### Information supplied
PR #772, opened 2018-07-09
[Misc] Avoid making the buttons sticky when they are not displayed

atallahade:


xwiki-platform-core/xwiki-platform-web/src/main/webapp/resources/js/xwiki/actionbuttons/actionButtons.js
```diff
@@ -384,11 +384,12 @@ require(['jquery'], function ($) {
 
   $(window).on("scroll resize load click xwiki:dom:refresh", function() {
     var isFullScreen = $('.fullScreenWrapper').length > 0
+    var isVisible = $container.css('display') != 'none';
```
mflorea: Why not https://api.jquery.com/visible-selector/ ?

    var isVisible = $container.is(':visible');

mflorea:
Can you give an example where this is currently happening? (i.e. when the action buttons are hidden)

xwiki-platform-core/xwiki-platform-web/src/main/webapp/resources/js/xwiki/actionbuttons/actionButtons.js
atallahade: It's even better, thanks.

atallahade:
@mflorea 

When you create / edit an AWM:
sticky-bug

I'm only scrolling down on the video.

PR #775, opened 2018-07-13
XWIKI-11283 : Missing "Actions" column name on the History table

CamiAndrei:
* add the "Action" title for the column name
* simplified the condition on the title display because the administration rights imply the edit rights


mflorea:
Thanks for your contribution.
######
◆ What this task involves ◆
Once you have read the data, copy all of it out exactly.

◆ Exercise answer ◆
PR #772, opened 2018-07-09
[Misc] Avoid making the buttons sticky when they are not displayed

atallahade:


xwiki-platform-core/xwiki-platform-web/src/main/webapp/resources/js/xwiki/actionbuttons/actionButtons.js
```diff
@@ -384,11 +384,12 @@ require(['jquery'], function ($) {
 
   $(window).on("scroll resize load click xwiki:dom:refresh", function() {
     var isFullScreen = $('.fullScreenWrapper').length > 0
+    var isVisible = $container.css('display') != 'none';
```
mflorea: Why not https://api.jquery.com/visible-selector/ ?

    var isVisible = $container.is(':visible');

mflorea:
Can you give an example where this is currently happening? (i.e. when the action buttons are hidden)

xwiki-platform-core/xwiki-platform-web/src/main/webapp/resources/js/xwiki/actionbuttons/actionButtons.js
atallahade: It's even better, thanks.

atallahade:
@mflorea 

When you create / edit an AWM:
sticky-bug

I'm only scrolling down on the video.

PR #775, opened 2018-07-13
XWIKI-11283 : Missing "Actions" column name on the History table

CamiAndrei:
* add the "Action" title for the column name
* simplified the condition on the title display because the administration rights imply the edit rights


mflorea:
Thanks for your contribution.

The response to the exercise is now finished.